--- Work required ---
Return each line of the entries that mentions the word "range".

--- Stored data ---

»»

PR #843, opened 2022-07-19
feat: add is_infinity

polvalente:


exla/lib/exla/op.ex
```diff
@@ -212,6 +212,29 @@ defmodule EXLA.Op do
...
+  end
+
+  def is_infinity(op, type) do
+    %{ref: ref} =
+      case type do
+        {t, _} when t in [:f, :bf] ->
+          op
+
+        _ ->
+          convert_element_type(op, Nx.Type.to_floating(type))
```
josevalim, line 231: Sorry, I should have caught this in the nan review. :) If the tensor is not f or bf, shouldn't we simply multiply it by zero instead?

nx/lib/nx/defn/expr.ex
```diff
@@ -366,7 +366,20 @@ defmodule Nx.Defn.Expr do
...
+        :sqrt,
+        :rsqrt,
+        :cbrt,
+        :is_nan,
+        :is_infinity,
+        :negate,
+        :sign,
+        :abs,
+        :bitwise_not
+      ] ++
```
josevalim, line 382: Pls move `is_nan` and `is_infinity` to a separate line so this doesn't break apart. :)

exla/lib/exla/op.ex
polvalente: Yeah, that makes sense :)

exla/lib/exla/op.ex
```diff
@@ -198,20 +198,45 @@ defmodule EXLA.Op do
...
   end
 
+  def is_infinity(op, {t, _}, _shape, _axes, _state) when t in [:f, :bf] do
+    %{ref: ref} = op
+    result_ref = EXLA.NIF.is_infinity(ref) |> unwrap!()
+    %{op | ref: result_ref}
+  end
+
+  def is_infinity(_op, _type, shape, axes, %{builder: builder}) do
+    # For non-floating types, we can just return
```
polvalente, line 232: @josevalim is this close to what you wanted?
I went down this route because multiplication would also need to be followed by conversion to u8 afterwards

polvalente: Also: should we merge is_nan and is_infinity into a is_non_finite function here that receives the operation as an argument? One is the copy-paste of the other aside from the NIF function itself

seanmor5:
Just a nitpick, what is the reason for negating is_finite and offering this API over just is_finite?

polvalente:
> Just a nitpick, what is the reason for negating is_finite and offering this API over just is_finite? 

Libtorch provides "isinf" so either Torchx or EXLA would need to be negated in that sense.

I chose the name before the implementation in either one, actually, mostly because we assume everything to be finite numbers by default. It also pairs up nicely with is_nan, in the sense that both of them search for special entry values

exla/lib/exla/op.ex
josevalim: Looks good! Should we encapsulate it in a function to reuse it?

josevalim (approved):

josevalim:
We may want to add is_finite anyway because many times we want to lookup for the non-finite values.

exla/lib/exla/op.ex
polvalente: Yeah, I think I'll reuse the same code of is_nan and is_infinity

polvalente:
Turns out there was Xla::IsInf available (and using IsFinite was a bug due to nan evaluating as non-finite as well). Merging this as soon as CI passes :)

««
»»

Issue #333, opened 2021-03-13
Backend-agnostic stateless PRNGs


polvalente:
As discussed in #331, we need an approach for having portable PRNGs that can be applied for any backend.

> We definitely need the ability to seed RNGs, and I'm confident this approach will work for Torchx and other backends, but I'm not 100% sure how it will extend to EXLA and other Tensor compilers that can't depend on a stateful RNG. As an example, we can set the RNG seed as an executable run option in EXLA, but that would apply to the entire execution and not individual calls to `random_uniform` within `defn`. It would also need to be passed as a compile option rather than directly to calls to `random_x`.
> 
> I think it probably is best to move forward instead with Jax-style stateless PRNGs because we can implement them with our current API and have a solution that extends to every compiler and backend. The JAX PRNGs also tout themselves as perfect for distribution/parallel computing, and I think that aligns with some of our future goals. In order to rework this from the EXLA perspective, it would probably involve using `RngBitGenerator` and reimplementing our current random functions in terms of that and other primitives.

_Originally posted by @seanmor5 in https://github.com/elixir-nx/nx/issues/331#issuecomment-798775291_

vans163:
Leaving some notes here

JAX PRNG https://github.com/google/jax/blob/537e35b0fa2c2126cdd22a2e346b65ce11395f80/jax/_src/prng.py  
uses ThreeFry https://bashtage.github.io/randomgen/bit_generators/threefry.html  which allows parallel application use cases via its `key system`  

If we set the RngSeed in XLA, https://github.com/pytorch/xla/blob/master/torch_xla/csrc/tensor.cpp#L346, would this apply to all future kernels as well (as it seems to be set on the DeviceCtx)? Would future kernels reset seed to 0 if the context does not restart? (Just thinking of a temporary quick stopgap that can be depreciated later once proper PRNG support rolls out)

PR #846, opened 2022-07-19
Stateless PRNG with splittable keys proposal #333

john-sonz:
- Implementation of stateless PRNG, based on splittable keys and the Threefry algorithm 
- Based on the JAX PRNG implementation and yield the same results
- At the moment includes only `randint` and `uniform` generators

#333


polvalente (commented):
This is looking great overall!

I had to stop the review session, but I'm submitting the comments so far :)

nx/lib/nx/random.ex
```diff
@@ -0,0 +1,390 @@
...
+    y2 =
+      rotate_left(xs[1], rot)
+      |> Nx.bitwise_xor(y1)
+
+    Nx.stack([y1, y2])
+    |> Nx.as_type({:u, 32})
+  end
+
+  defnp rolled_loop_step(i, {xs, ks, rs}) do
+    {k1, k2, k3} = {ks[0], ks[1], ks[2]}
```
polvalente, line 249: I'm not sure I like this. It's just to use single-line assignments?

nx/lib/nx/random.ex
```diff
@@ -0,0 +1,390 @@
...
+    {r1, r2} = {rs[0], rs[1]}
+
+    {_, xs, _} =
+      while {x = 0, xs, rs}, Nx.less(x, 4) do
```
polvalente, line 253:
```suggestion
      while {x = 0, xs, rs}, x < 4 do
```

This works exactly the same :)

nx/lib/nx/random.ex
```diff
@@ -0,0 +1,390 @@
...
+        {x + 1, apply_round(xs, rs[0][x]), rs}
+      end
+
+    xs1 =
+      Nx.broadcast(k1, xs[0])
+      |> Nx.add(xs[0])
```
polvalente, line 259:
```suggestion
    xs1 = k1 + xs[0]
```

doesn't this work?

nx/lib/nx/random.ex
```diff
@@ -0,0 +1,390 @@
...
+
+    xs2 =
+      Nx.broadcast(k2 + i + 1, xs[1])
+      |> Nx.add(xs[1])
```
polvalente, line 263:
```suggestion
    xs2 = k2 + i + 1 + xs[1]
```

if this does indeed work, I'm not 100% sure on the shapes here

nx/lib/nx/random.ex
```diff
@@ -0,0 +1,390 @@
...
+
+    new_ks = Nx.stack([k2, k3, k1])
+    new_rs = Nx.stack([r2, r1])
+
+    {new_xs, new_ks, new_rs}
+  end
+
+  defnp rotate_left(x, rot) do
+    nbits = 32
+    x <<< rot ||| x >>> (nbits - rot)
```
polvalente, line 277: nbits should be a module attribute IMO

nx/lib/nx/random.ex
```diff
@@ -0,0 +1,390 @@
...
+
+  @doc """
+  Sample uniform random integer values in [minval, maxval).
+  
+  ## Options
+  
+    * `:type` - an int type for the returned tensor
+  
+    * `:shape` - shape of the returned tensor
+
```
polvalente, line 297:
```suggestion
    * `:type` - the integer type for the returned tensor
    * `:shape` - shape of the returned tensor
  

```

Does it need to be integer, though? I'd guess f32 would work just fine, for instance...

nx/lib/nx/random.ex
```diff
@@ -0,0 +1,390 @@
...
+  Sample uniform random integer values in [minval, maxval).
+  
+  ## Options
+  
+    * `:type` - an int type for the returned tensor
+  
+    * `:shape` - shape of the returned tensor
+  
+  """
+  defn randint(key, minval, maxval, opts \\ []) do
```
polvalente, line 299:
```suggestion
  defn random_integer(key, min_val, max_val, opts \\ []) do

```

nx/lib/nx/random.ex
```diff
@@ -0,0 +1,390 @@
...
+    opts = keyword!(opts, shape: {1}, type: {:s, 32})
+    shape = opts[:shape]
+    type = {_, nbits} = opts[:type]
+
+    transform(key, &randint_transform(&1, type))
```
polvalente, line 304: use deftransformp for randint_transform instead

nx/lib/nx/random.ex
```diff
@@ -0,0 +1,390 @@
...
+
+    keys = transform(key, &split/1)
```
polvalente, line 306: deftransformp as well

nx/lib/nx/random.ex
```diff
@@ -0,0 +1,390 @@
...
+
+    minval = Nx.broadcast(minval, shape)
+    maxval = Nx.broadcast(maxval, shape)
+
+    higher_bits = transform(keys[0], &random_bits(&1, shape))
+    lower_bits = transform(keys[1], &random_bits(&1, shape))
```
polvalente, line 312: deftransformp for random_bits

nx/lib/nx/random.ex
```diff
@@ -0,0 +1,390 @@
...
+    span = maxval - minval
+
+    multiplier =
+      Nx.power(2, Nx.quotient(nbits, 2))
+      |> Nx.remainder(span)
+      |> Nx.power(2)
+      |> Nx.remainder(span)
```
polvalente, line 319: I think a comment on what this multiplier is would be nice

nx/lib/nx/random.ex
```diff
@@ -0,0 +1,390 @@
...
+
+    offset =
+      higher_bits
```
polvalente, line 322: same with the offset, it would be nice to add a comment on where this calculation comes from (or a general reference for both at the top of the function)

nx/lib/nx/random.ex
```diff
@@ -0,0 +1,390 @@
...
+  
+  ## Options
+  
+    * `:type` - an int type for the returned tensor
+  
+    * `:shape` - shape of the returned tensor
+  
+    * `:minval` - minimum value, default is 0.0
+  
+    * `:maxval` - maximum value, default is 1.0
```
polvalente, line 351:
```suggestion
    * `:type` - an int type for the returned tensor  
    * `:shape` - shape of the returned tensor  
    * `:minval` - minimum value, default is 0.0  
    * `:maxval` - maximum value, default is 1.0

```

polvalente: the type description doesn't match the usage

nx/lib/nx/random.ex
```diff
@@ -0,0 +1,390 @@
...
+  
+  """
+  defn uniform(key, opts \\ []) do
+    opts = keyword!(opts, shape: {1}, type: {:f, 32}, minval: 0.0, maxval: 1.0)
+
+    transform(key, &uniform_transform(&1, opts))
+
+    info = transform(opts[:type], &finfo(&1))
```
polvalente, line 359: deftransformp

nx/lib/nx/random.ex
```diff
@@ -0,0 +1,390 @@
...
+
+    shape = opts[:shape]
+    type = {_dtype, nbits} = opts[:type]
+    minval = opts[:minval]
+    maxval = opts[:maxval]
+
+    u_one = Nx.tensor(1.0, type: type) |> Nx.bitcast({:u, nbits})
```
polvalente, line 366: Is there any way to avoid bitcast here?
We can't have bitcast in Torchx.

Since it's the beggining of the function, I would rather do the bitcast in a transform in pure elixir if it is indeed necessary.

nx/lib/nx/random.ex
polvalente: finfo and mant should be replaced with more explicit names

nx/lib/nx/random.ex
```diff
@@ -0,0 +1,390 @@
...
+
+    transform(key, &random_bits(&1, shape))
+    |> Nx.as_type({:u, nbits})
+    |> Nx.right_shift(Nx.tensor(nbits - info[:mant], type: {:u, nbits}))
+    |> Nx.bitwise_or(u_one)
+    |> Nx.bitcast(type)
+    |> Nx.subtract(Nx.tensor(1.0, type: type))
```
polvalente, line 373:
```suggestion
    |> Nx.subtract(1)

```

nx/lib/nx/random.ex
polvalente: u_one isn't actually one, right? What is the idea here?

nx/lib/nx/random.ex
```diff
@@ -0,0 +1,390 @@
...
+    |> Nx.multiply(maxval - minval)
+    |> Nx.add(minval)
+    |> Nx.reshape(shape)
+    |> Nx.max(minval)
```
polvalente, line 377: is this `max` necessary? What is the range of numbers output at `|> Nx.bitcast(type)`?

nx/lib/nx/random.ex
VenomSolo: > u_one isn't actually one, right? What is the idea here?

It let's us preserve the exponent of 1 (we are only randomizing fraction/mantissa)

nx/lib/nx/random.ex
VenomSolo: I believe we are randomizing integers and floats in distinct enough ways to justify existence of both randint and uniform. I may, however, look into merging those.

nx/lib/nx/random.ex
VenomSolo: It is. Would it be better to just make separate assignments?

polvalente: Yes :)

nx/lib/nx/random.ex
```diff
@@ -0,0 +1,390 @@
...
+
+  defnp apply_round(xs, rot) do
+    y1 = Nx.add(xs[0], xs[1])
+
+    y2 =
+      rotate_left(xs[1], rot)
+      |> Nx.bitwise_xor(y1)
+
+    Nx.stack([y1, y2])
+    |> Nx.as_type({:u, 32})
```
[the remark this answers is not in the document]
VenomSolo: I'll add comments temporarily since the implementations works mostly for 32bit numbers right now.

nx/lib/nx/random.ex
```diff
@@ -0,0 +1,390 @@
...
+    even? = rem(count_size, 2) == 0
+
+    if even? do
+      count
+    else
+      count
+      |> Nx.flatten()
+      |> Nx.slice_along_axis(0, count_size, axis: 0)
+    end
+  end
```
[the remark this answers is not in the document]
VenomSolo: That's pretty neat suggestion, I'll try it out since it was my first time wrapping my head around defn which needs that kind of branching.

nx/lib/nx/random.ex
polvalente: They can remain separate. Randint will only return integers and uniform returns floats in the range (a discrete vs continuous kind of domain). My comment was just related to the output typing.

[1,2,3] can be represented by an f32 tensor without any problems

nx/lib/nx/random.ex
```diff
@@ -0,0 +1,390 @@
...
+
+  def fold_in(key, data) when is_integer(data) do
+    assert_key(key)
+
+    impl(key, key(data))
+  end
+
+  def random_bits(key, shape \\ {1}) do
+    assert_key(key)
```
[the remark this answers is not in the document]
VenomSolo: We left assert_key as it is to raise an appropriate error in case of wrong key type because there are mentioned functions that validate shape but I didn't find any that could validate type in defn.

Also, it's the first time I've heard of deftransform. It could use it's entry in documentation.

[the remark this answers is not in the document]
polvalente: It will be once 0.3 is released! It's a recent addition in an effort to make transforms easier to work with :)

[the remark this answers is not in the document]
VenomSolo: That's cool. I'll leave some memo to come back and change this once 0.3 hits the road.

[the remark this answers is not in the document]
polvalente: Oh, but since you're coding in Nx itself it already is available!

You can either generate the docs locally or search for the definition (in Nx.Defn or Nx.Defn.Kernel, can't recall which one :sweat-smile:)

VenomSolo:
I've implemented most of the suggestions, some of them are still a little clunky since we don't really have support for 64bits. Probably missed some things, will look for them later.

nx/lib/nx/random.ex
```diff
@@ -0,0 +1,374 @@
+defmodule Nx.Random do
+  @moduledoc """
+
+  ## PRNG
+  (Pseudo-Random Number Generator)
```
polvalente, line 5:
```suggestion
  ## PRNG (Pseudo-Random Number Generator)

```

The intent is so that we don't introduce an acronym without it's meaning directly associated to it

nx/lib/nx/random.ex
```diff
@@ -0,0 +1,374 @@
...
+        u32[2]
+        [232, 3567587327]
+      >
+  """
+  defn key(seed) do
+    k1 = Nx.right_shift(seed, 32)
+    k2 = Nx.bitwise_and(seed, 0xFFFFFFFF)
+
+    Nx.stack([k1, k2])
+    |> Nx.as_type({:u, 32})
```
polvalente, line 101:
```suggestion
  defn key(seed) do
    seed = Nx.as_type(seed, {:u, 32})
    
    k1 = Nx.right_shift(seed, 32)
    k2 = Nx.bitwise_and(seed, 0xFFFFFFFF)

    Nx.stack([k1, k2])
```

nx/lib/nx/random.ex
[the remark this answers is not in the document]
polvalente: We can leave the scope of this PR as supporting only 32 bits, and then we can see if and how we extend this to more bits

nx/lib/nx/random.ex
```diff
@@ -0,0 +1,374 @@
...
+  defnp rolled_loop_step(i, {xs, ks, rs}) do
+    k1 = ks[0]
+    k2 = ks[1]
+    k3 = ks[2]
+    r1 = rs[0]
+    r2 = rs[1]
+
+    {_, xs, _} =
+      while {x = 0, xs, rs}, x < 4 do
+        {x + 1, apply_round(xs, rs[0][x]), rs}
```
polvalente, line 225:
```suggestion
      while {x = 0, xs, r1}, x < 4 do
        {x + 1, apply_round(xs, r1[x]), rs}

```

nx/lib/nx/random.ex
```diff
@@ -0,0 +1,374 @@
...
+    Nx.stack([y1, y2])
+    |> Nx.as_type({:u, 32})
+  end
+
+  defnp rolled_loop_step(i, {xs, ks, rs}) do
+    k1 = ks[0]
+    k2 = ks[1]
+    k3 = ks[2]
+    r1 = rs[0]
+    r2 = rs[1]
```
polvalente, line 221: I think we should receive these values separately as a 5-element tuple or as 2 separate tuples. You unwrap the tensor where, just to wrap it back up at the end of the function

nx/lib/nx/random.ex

««
»»

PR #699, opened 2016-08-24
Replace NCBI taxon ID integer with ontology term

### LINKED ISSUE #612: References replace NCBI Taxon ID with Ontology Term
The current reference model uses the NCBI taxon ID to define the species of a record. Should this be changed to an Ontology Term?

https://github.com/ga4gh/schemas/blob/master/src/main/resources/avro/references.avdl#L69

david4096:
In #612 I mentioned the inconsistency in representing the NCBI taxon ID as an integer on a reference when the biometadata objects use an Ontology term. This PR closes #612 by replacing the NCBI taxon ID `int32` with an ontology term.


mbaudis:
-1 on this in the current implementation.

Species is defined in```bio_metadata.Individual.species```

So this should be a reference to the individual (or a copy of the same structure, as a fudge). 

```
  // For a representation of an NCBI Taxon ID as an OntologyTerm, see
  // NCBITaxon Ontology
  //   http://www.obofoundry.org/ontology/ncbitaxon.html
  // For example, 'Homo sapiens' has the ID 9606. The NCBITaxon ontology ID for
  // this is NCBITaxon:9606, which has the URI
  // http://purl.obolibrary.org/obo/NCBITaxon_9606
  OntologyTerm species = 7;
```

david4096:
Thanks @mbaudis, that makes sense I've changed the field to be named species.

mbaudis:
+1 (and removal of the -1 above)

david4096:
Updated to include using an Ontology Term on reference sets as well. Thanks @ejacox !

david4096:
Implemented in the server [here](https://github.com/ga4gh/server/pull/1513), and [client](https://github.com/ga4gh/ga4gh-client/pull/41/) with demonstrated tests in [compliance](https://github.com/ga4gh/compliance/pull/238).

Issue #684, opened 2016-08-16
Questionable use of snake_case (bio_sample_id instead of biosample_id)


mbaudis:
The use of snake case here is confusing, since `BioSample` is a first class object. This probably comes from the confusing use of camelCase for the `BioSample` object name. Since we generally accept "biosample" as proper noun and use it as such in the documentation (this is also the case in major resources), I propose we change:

««

--- Expected answer ---
polvalente, line 377: is this `max` necessary? What is the range of numbers output at `|> Nx.bitcast(type)`?
polvalente: They can remain separate. Randint will only return integers and uniform returns floats in the range (a discrete vs continuous kind of domain). My comment was just related to the output typing.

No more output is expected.